* **Work to complete**: In the records below, find the lines that include "backend" and copy each.

Top of Records to use

PR #3554, opened 2019-04-14
Prevent cache collisions in multisite install tasks #3171.

egnikitin:
Fixes #3171 
--------

Changes proposed
---------
There is an issue https://github.com/acquia/blt/pull/3171 "Prevent cache collisions in multisite install tasks". It should create new temporary cache folder but actually doesn't do it.

Steps to replicate the issue
----------
When I run command similar
```
CACHE_PREFIX='/mnt/tmp/sandbox.01live' \drush8 --root='/mnt/www/html/***/docroot' -l '***.acsitefactory.com' scr --script-path='/mnt/www/html/***/factory-hooks/post-install' 'post-install.php'
```
it shows in console 

```
Running updates on: site: ***; env: 01dev; db_role: dvc***; name: ***;
Site domain:***.acsitefactory.com;
sh: 1: /mnt/www/html/***/vendor/acquia/blt/scripts/blt/drush/cache.php: Permission denied
mkdir: cannot create directory ‘’: No such file or directory
Executing: DRUSH_PATHS_CACHE_DIRECTORY='' '/var/www/html/***/vendor/bin/blt' drupal:update --environment='01dev' --site='***' --define drush.uri='***.acsitefactory.com' --verbose --yes --no-interaction with cache dir ;
``` 

----------
Temporary cache directory isn't created.

-----------
Temporary cache directory is created.

Additional details
-----------
After applying a fix post-install.php prints:
```
Post install has been started.Running updates on: site: ***; env: 01dev; db_role: dvc***; name: ***;
Site domain: ***.acsitefactory.com;
Executing: DRUSH_PATHS_CACHE_DIRECTORY='/mnt/tmp/***.01dev/drush_tmp_cache/e6ba068946f71ed14ef1dd66d91173e2' '/var/www/html/***.01dev/vendor/bin/blt' drupal:update --environment='01dev' --site='***' --define drush.uri='***.acsitefactory.com' --verbose --yes --no-interaction with cache dir /mnt/tmp/***.01dev/drush_tmp_cache/e6ba068946f71ed14ef1dd66d91173e2;
```

### DIFF
--- a/scripts/factory-hooks/post-install/post-install.php
+++ b/scripts/factory-hooks/post-install/post-install.php
@@ -64,7 +64,7 @@ if (!$uri) {
 
 $docroot = sprintf('/var/www/html/%s.%s/docroot', $site, $env);
 
-$cache_directory = exec("/mnt/www/html/$site.$env/vendor/acquia/blt/scripts/blt/drush/cache.php $site $env $uri");
+$cache_directory = exec("/usr/bin/env php /mnt/www/html/$site.$env/vendor/acquia/blt/scripts/blt/drush/cache.php $site $env $uri");
 
 shell_exec(sprintf('mkdir -p %s', escapeshellarg($cache_directory)));
 


danepowell:
Thanks for the PR.

The fix makes sense as such. I might prefer to just include the PHP file rather than shelling out to run it, but since we have precedent to invoke it via the shell (in db-update.sh), I guess this is fine.

The only thing I don't understand is why this issue hasn't been reported before now, since we've had this code in place for over 6 months now, and my understanding is that the error would occur with _any_ project using BLT on ACSF that's installed a new site. My worry is that there might be something different between ACSF environments or codebases to trigger this error, and I'd like to understand what that is.

Can anyone comment on why this is only appearing now? Is the failure not immediately obvious or something?

lcatlett:
@egnikitin which version of BLT and the ACSF module are you using when you get this error? I'm not sure the issue is creating the actual directory, or if one of the values for the required site group, environment, and uri arguments used in `cache.php` is null or not correct since in the output you posted of `Executing: DRUSH_PATHS_CACHE_DIRECTORY=''`, the cache directory variable appears to be null.

egnikitin:
Hi.

@danepowell Actually this issue doesn't trigger any errors or warnings. We found this information in log after we had tried to install 3 sites at once and installation of one site had been broken.

@lcatlett BLT version is 9.2.4, ACSF module was 2.53.0. Cache directory wasn't created before so script printed `Executing: DRUSH_PATHS_CACHE_DIRECTORY=''` after applying the patch it prints `Executing: DRUSH_PATHS_CACHE_DIRECTORY='/mnt/tmp/***.01dev/drush_tmp_cache/e6ba068946f71ed14ef1dd66d91173e2'`

danepowell:
Oh I think I understand. So it's not like this fails the task in a way that would be immediately obvious, it just fails to prevent the cache collision. So this is probably in everyone's log files and they just didn't realize to attribute the cache clear failures to it.

@lcatlett you wrote this code, did you ever test it on ACSF? Can you verify the fix?

egnikitin:
@danepowell thank you for merging this pull request. Just wanted to note that would be nice to merge it to BLT 9.2 as well.

lcatlett:
@danepowell - I validated the original functionality in #3171 on all ACSF/BLT customer codebases and the functionality worked as expected for some time, as #3171 was originally contributed in #3006 and many customers were having to patch BLT with #3006 for several months. In taking a look at the logs across customers for when there was an uptick in issues for to what now appears to be an issue impacting most - it looks like #2945 may have introduced this regression and is the likely primary root cause of the issues i raised in #3584. 

When cloud hooks and BLT commands have been firing inadvertently, this has resulted in losing the service container which drush and core assume to be available, so the recent error messages on ACSF codebases such as this make much more sense now:

```
In Drupal.php line 130:
\Drupal::$container is not initialized yet. \Drupal::setContainer() must be 
 called with a real container.
```

Drush is failing to create the directory because in some instances the variables  are now complecting with the environment so when db-update and post-install fire for a site if it happens to be the update environment context, drush is attempting to write to both a file system and a database that it thankfully does not have access to, and in some cases is returning null for values. The approach in #2945 and this 'fix' in #3554 should likely be revisited or reverted for BLT 9.2.x and 10.x to unblock customers. @danepowell when is the BLT team expecting to implement manual and automated testing for changes like this which impact ACSF? It was my understanding that for BLT and other products it is a priority to be multisite/ACSF compatible and I have not seen updates suggesting this has changed.

PR #3549, opened 2019-04-12
Alter run_tests not to use --yes as argument

nedsbeds:
Fixes #3548 
--------

Changes proposed
---------
Update the run_tests command to use --no-interaction rather than --yes on blt setup and blt tests:all

Previous (bad) behavior, before applying PR
----------
[Symfony\Component\Console\Exception\RuntimeException]  
  The "--yes" option does not exist.

Expected behavior, after applying PR and re-running test steps
-----------
Build passes

PR #3560, opened 2019-04-19
run_tests should not use the --yes argument on Pipelines

anavarre:
This is a follow-up to #3549 which addressed TravisCI only.


danepowell:
Good catch, thanks!

PR #3566, opened 2019-04-22
See what breaks if we unpin Behat version

### LINKED ISSUE #3559: DT-589: Support Behat 3.4+
I am unable to upgrade the `behat/behat` library.

Hoping we can remove the restrictions on the behat versions that appear to be put in 1.5 years ago to work with Lightning.
I see the restrictions were introduced in https://github.com/acquia/blt/pull/1993 clearly to address a problem with lightning. As I, like many other BLT users, do not use lightning, this is a tough version contraint to deal with. I also think it's very odd that BLT should be responsible for specifying versions of behat, and that cannot be left up to lightning to handle. Could they use maybe the conflicts section of their composer file? Not sure if that would work...? As I mentioned this was introduced a long time ago, so maybe this does not even exist as a problem any longer...?

Leave as is?

danepowell:
Fixes #3559
--------

Changes proposed
---------
- Allow BLT users to use Behat 3.4 or 3.5, and potentially future minor releases as well.

I have no idea what might break with this. As far as I know, no one has tested Behat versions above 3.3 with BLT. I don't see anything obviously risky in the Behat release notes. Lightning tests with Behat 3.5.0 so we should probably shoot for that as well.

### DIFF
--- a/src/Robo/Commands/Tests/BehatCommand.php
+++ b/src/Robo/Commands/Tests/BehatCommand.php
@@ -154,11 +154,11 @@ class BehatCommand extends TestsCommandBase {
       // @todo replace base_url in behat config when internal server is being used.
       $task = $this->taskBehat($this->getConfigValue('composer.bin') . '/behat')
         ->format('pretty')
-        ->arg($behat_path)
         ->option('colors')
         ->noInteraction()
         ->printMetadata(FALSE)
         ->stopOnFail()
+        ->dir($behat_path)
         ->option('strict')
         ->option('config', $this->getConfigValue('behat.config'))
         ->option('profile', $this->getConfigValue('behat.profile'))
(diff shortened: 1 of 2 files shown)


danepowell:
I confirmed BLT's internal test suite is pulling Behat 3.5.0 with this, and is passing. I'd still like more manual testing and reports from folks about whether this works in the field.

danepowell:
I can't figure out what's going on here, and I don't think it's worth spending much more time on.

@dpagini have you successfully gotten Behat 3.4 or 3.5 to run at all? They seem pretty unstable. As you can see in the tests, I'm hitting these bugs, which are pretty severe and have been open for years with no obvious solution:
- https://github.com/Behat/Behat/issues/1076
- https://github.com/Behat/Gherkin/pull/129

I debugged this for a while and got nowhere. I don't see a pressing need to spend more time on this until Behat gets that taken care of, or unless you know of a workaround.

PR #3570, opened 2019-04-23
Use a unified environment detector.

### LINKED ISSUE #3565: Cloud Hooks fail in ACSF multi-stack environments
Cloud Hooks detect whether they are running in an ACSF environment and should gracefully abort here: https://github.com/acquia/blt/blob/9.2.x/src/Robo/Commands/Artifact/AcHooksCommand.php#L85

However, apparently some ACSF environments are named like '02devup' which fails that regex. I'm not sure why, or if something changed to cause that, I'm asking around.

We should fix that, and also look for any other places in the code that detect ACSF environments. Maybe we need a unified function for that. blt.settings.php uses a file_exists and slightly different regex to check ACSF envs: https://github.com/acquia/blt/blob/10.x/settings/blt.settings.php#L100

danepowell:
Fixes #3565
--------

This fixes #3565 and also adds a utility class to encapsulate environment detection methods so that this kind of error hopefully does not recur (it could have been avoided if we hadn't implemented three different methods of ACSF env detection in three different places).

This requires a change record since any project settings relying on these variables will no longer work.

### DIFF
--- a/settings/blt.settings.php
+++ b/settings/blt.settings.php
@@ -89,8 +89,8 @@ if (EnvironmentDetector::isAcsfInited()) {
     $config_initializer = new ConfigInitializer($repo_root, $input);
     $blt_config = $config_initializer->initialize();
 
-    // The hostname must match the pattern local.[sitename].com, where
-    // [sitename] is a value in the multisites array.
+    // The hostname must match the pattern local.[site-name].com, where
+    // [site-name] is a value in the multisites array.
     $domain_fragments = explode('.', $http_host);
     $name = array_slice($domain_fragments, 1);
     $acsf_sites = $blt_config->get('multisites');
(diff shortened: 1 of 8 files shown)


danepowell:
@alexxed I'd appreciate a review. Also let me know if you have any opinions on the following:
- Should we continue to use static methods for everything here, or make them non-static and allow things like $ah_env to be set via a constructor? Currently, you have to pass variables like $ah_env to any method where you want to override what might be auto-detected, which is a little ugly but simple and performant.
- Should we just get rid of all of the $is_whatever variables in settings files, and replace them with direct calls to EnvironmentDetector methods? Seems like so...

settings/blt.settings.php
```diff
@@ -70,6 +72,7 @@
 /**
  * CI envs.
  */
+// TODO: Incorporate all of these as well?
```
alexxed: Yes, they look like they belong there.

settings/blt.settings.php
```diff
@@ -83,21 +86,23 @@
  * Note that the values of environmental variables are set differently on Acquia
  * Cloud Free tier vs Acquia Cloud Professional and Enterprise.
  */
+// TODO: Remove all of these variables, call detector methods directly instead?
```
alexxed: Yes, just call them directly.

danepowell:
Thanks a lot for the last-minute review!

lcatlett:
@danepowell - how was this deployed and tested on/for an ACSF environment? I am attempting to upgrade a test codebase and cant get drupal to bootstrap the correct site, I think because of the `$_SERVER` globals being used

PR #3572, opened 2019-04-23
Add documentation for checkDirty deploy step.

danepowell:
Hopefully this helps folks having issues with their deploys.


danepowell:
@anavarre @mikemadison13 is this helpful? Any feedback?

anavarre:
Thanks, @danepowell - I think that's helpful.

> If deploying via CI, you'll need to examine your CI scripts to determine what might be causing these files to change during the test process.

We should indicate where those scripts live and what to look out for. We should also indicate that what you see locally is not what you get in a CI env. due to those scripts.

In particular when I ran into the issue I had to `blt blt:init:settings` which I didn't know was even a thing (I never set up this BLT instance myself). We probably need to clarify that.

mikemadison13:
@danepowell only feedback is that the ignore dirty flag cannot be easily set for deployments occurring during the CI process, not sure how we would ignore it in that circumstance (or if we want to). 

otherwise this is great, thanks!

PR #3577, opened 2019-04-24
Fixes #3568: Don't run Drupal tests on Pipelines.

### LINKED ISSUE #3568: Drupal tests fail in Acquia Pipelines
If you try to run the standard `blt tests:all` suite in a 10.x project (upgraded from 9.2.x, but I think this would happen for fresh projects too) it will fail because of some sort of jankiness in the new DrupalTest command. I think it has something to do with launching / killing Selenium needlessly.

@greylabel can you comment on what might be going on here? Notice that `tests:drupal:run` has the `@launchWebServer` tag, which will start the server automatically: https://github.com/acquia/blt/blob/10.x/src/Robo/Commands/Tests/DrupalTestCommand.php#L109

But it then goes on to explicitly launch the webserver when the tests are actually run: https://github.com/acquia/blt/blob/10.x/src/Robo/Commands/Tests/DrupalTestCommand.php#L80

It seems like that shouldn't be happening twice. And is Selenium even necessary here?

danepowell:
Fixes #3568 

Pipelines doesn't have Java, so it can't run Selenium tests. Maybe this needs to be better documented somewhere as well... not sure where...

### DIFF
--- a/docs/testing.md
+++ b/docs/testing.md
@@ -179,7 +179,7 @@ The `tests` configuration variable has following properties:
  * `chromedriver.port`: Port for `chromedriver` WebDriver for Chrome, default is `9515`
  * `chromedriver.args`: Args for `chromedriver` WebDriver for Chrome, default is `null`
 
-### PHPUnit
+## PHPUnit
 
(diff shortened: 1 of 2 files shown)


danepowell:
Anyone who would like to run Drupal tests in Acquia Pipelines should submit a Support ticket requesting that Pipelines include all of the dependencies (such as Java) necessary to run Selenium. Unless/until Pipelines adds that support, this isn't something that BLT can work around.

PR #3578, opened 2019-04-24
Integrate with ORCA for automated testing

TravisCarden:
This (in-progress) pull request begins implementing ORCA for automated testing for BLT. Here's what it does so far:

- It implements ORCA's standard jobs and features and isolates pre-existing testing code from them.
- It eliminates any features that ORCA already provides, such as configuring the PHP memory limit or validating `composer.json`.
- It fixes a YAML validation error that caused the static code analysis job to fail.
- It [normalizes](https://github.com/localheinz/composer-normalize) `composer.json` files.

The following remains to be done:

1. Review the changes, obviously. I'm happy to walk someone through them so they fully understand the new system. Among other things, you should consider whether or not you like where I put the new scripts (`bin/travis`).
1. Fix the two failing jobs that aren't _allowed_ to fail. They're both standard ORCA jobs, and they're failing for the same reason: they run BLT's PHPUnit tests, but they don't do the pre-test setup they depend on. (ORCA doesn't do any special setup for _any_ packages per its guiding principle: use packages as a customer would.) You can deal with this in two ways:
    1. Refactor the tests to contain their own setup so they can be safely run in standard ORCA jobs.
    1. [Tag them `orca_ignore`](https://github.com/acquia/orca/blob/v1.0.0-alpha11/docs/getting-started.md#tagginggrouping) so that ORCA doesn’t run them at all and continue to run them in your custom job.
1. Consider whether ORCA renders any of your custom tests or features redundant and remove them.
1. OPTIONAL (but appreciated): Provide feedback. :)


danepowell:
Thanks so much for getting the ball rolling on this! I've been underwater coming back from PTO and trying to get a release out the door today, but I'll review as soon as I can.

TravisCarden:
You're welcome, @danepowell! I think I've done about everything I can do on my own here. I'd love to talk through it with you sometime, and I'm happy to do anything else I can to help you get it over the finish line. Ping me when you're ready to chat! :)

danepowell:
@TravisCarden I think I'm close to getting this running, but hitting a snag with the failing tests and wondering if you have guidance.

To run all of its PHPUnit tests, BLT requires a PHPUnit bootstrap file that manages a sandbox Drupal installation to run all of the tests against. You can see that BLT requires this bootstrap file in its phpunit.xml.dist file here: https://github.com/acquia/blt/blob/a296b52c797bbedff3a5cf67bb5ba344bf38b67b/phpunit.xml.dist#L5

I _think_ the reason that ORCA tests are failing now is because they are running BLT's PHPUnit tests without using BLT's own configuration or bootstrap file. Any ideas how to fix that?

TravisCarden:
Ah. Let me look into that, @danepowell.

TravisCarden:
Okay, @danepowell. Having looked into the issue, I have a couple of thoughts: First, in principle, I don't think a bootstrap file is the place to do fixture setup like that. It's designed for autoloading and the like. It would probably be better to use a [test listener](https://phpunit.de/manual/6.5/en/extending-phpunit.html#extending-phpunit.PHPUnit_Framework_TestListener) or [`setUpBeforeClass()` template methods](https://phpunit.de/manual/6.5/en/fixtures.html#fixtures.more-setup-than-teardown). But, more practically, I don't think ORCA should be running those tests, to begin with. They're not interacting with the ORCA fixture at all. They neither require nor use ORCA for anything except the one thing it doesn't do. Any such tests I suggest [tagging `orca_ignore`](https://github.com/acquia/orca/blob/v1.0.0-alpha11/docs/getting-started.md#tagginggrouping) so they run only in your custom jobs. That should make your build pass. Then you can refactor your tests later if you choose.

danepowell:
Thanks for the feedback, we'll look into that in https://github.com/acquia/blt/issues/3630. I'm not familiar with the history of why the bootstrap was used in the first place.

Ignoring the tests worked great.

Now I just need two approving reviews before I can merge. @TravisCarden if you wouldn't mind being one of the reviewers I'd really appreciate it. @adrianthedev or @alexxed if you could be the other.

.travis.yml
```diff
@@ -1,60 +1,78 @@
+---
 language: php
-dist: xenial
 
-php:
-  - 7.1
-  - 7.2
+php: 7.1
```
alexxed: Is there a reason why this PR removes testing with 7.2?

PR #3580, opened 2019-04-24
Remove support for PhantomJS.

danepowell:
PhantomJS is long abandoned, and the most recent versions are by all accounts unstable. BLT also hasn't seen any issues related to it in several years, leading me to believe that few people are using it.

I propose dropping support for it.

If anyone is still using PhantomJS, speak now or forever hold your peace. Let me know if there's some reason we need to keep maintaining this instead of encouraging folks to move to Chromedriver and/or Selenium.


danepowell:
Thanks for the feedback everyone.

PR #3595, opened 2019-04-26
Update cloud hooks for previous 10.x users.

danepowell:


mikemadison13:
is this redundant with https://github.com/acquia/blt/blob/10.x/src/Update/Updates.php#L709 ?

danepowell:
@mikemadison13 this update hook is intended for users updating from 10.0.0-rc3 or other 10.0 releases, who need to get the changes added here: https://github.com/acquia/blt/pull/3594

Unfortunately it will be redundant for users coming from 9.2.x, but I'm not really sure what to do about that. Maybe we could encapsulate this in an update method that only runs once even when called multiple times. But it seems like a lot of effort when there's no real harm I can see in running it twice.

mikemadison13:
gotcha, yeah short of changing the update hook numbering to force the 10.x update to run for rc1, i'm not sure what else to do otherwise.

danepowell:
Okay, this stuck in my craw so I decided to fix it. This should only run updates once regardless of where users are coming from.

PR #3596, opened 2019-04-26
Recommend installing zaporylie/composer-drupal-optimizations globally.

danepowell:
BLT's composer.json already depends on zaporylie/composer-drupal-optimizations, but unfortunately because of the way Composer plugins work it has no effect on the initial install (i.e. during project creation). It does work great on subsequent updates.

We should recommend that folks install it globally before installing BLT to get a much better experience. On my machine, this reduced `composer create-project` runtime from ~60s to ~15s and memory usage from 1600mb to 400mb. Huge improvement.

We already recommend that folks install the prestissimo plugin as a prerequisite, so this seems like a natural extension.

@alexxed you might think about having ADS install these global plugins before spinning up BLT projects.

### DIFF
--- a/docs/INSTALL.md
+++ b/docs/INSTALL.md
@@ -31,7 +31,8 @@ Then install the minimum dependencies for BLT. The preferred method is via Homeb
 
         /usr/bin/ruby -e "$(curl -fsSL https://raw.githubusercontent.com/Homebrew/install/master/install)"
         brew install php71 git composer drush
-        composer global require "hirak/prestissimo:^0.3"
+        composer global require hirak/prestissimo:^0.3
+        composer global require zaporylie/composer-drupal-optimizations:^1.1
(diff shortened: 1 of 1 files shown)


lcatlett:
Hasnt `composer global require` proven to be a challenge on BLT and in general on  large Drupal codebases? Why would BLT not use a more modern approach like the  https://github.com/consolidation/cgr package, or just running composer install on `zaporylie/composer-drupal-optimizations` via a composer plugin or script pre-install script so that it is executed before the symfony dependencies which are usually the issue? 

It is my understanding that `zaporylie/composer-drupal-optimizations` is designed to [only work in the project root](https://github.com/consolidation/cgr/issues/20#issuecomment-292761397) so this change seems like it will result in a nightmare of autoloader conflicts and issues...

PR #473, opened 2021-08-20
Upgrade Terraform 0.13 -> 1.0.5

aroelo:


jdddog (commented):
Thanks Aniek, it looks good to me. I've tested upgrading the observatory-develop environment from 0.13 to 1.05 and it has gone smoothly.

It would just be good to update the Terraform download links in the documentation so that they refer to the latest versions (the Mac and Linux instructions).

The Linux one should be:
```bash
sudo curl -L "https://releases.hashicorp.com/terraform/1.0.5/terraform_1.0.5_linux_amd64.zip" -o /usr/local/bin/terraform
```

PR #474, opened 2021-08-23
Create Google Cloud Secrets for all Airflow Variables

aroelo:
While working on the telescope documentation I was documenting why we use a custom 'AirflowVariable' class to get values for the Airflow variables.
The explanation is below:

> #### Secrets backend issue, use custom AirflowVariable class
> In the cloud environment that is deployed with terraform, Airflow uses Google Cloud Secret Manager as a secrets
>  backend and both the Airflow variable and connections are stored in there as secrets.
> 
> Unfortunately, there is currently an issue with Airflow's method to obtain variables when using the secrets backend.  
> This issue has been resolved by implementing a custom `AirflowVariable` class inside 
> `observatory-platform/observatory/platform/utils/airflow_utils.py`.  
> This class should always be used to get variables instead of the standard Airflow `Variable` class inside `airflow
> .models.variable.py`.
> 
> For example, to get a variable:  
> ```python
> from observatory.platform.utils.airflow_utils import AirflowVariable, AirflowVars
> variable = AirflowVariable.get(AirflowVars.DOWNLOAD_BUCKET)
> ```
> 
> The problem occurs when Airflow tries to get a variable while the Google Cloud Secrets Manager is set as a secrets
>  backend, but the variable is not stored as a Google Cloud Secret.  
> This is the case for some Airflow variables that are often used in the telescopes (test_data_path, data_path, 
> download_bucket, transform_bucket).  
> They are not set in the 'airflow_variables' section of the `config-terraform.yaml` file and this means that these
>  variables are not stored as Google Cloud Secrets.
> They do exist as valid Airflow variables, but as environment variables instead of Google Cloud Secrets.  
> The search order for variables/connections for Airflow is not configurable and with a secrets backend enabled the
>  order is:   
> ```
> secrets backend > environment variables > metastore
> ```
> 
> The issue is that the current Airflow method to get variables from the secrets backend will return an error when a
>  Google Cloud Secret can not be found.
> This error prevents Airflow from searching for a variable in remaining places (environment variables & metastore),
>  so the value for a variable can never be resolved if it does not exist as a Google Cloud Secret.   
> The custom `AirflowVariable` class solves this by catching the error in a Try/Except clause, meaning that Airflow
>  will continue to look for a variable in the remaining places.

While I still think there is a flaw in Airflow's method to just raise an error whenever a secret does not exist, a better workaround for us might be to just make sure that all the Airflow Variables listed in the AirflowVars class exist (ofcourse the user defined variables depend on whether they are added to the config file).

I've added the `data_path`, `download_bucket` and `transform_bucket` variables as these were the only ones missing.
We can then remove the custom Airflow class and the relevant part from the documentation.

UPDATE:
To prevent excessive costs for accessing secrets I customised the `workflow_path` function to first look for an environment variable instead of a google cloud secret.

I also found that the updated secret_manager_client has a fix so that when a secret cannot be found this is caught with an exception, instead of raising an error. This means that the custom AirflowVariable class is not needed anymore for this reason alone.

### DIFF
--- a/observatory-platform/observatory/platform/observatory_config.py
+++ b/observatory-platform/observatory/platform/observatory_config.py
@@ -30,7 +30,7 @@ from cerberus import Validator
 from cryptography.fernet import Fernet
 
 from observatory.platform.terraform_api import TerraformVariable
-from observatory.platform.utils.airflow_utils import AirflowVariable, AirflowVars
+from observatory.platform.utils.airflow_utils import AirflowVars
 from observatory.platform.utils.config_utils import module_file_path
 from observatory.platform.utils.config_utils import observatory_home as default_observatory_home
 from observatory.platform.utils.jinja2_utils import render_template
--- a/observatory-platform/observatory/platform/observatory_config.py
+++ b/observatory-platform/observatory/platform/observatory_config.py
@@ -896,9 +896,7 @@ class TerraformConfig(ObservatoryConfig):
         """
 
         # Create airflow variables from fixed config file values
-        data_path = "/opt/observatory/data"  # Hardcoded in docker-compose.observatory.yml.jinja2
-        variables = [AirflowVariable(AirflowVars.DATA_PATH, data_path),
-                     AirflowVariable(AirflowVars.ENVIRONMENT, self.backend.environment.value)]
+        variables = [AirflowVariable(AirflowVars.ENVIRONMENT, self.backend.environment.value)]
 
         if self.google_cloud.project_id is not None:
             variables.append(AirflowVariable(AirflowVars.PROJECT_ID, self.google_cloud.project_id))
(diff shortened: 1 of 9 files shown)


observatory-platform/observatory/platform/observatory_config.py
```diff
@@ -896,10 +896,14 @@ def make_airflow_variables(self) -> List[AirflowVariable]:
         """
 
         # Create airflow variables from fixed config file values
-        variables = [AirflowVariable(AirflowVars.ENVIRONMENT, self.backend.environment.value)]
+        data_path = "/opt/observatory/data"  # Hardcoded in docker-compose.observatory.yml.jinja2
```
jdddog, line 899: I think you could not add `data_path` as a cloud secret because it is always set from an environment variable (as hardcoded in the Docker Compose file.

You could also remove these two lines from the Docker Compose file now: https://github.com/The-Academic-Observatory/observatory-platform/blob/develop/observatory-platform/observatory/platform/docker/docker-compose.observatory.yml.jinja2#L89-L90

jdddog (commented):
It looks good to me Aniek. Just a few small changes like what we have discussed on Slack

jdddog (approved):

Bottom of Records to use

* **Response box**:
> #### Secrets backend issue, use custom AirflowVariable class
>  backend and both the Airflow variable and connections are stored in there as secrets.
> Unfortunately, there is currently an issue with Airflow's method to obtain variables when using the secrets backend.  
>  backend, but the variable is not stored as a Google Cloud Secret.  
> The search order for variables/connections for Airflow is not configurable and with a secrets backend enabled the
> secrets backend > environment variables > metastore
> The issue is that the current Airflow method to get variables from the secrets backend will return an error when a
-                     AirflowVariable(AirflowVars.ENVIRONMENT, self.backend.environment.value)]
+        variables = [AirflowVariable(AirflowVars.ENVIRONMENT, self.backend.environment.value)]
-        variables = [AirflowVariable(AirflowVars.ENVIRONMENT, self.backend.environment.value)]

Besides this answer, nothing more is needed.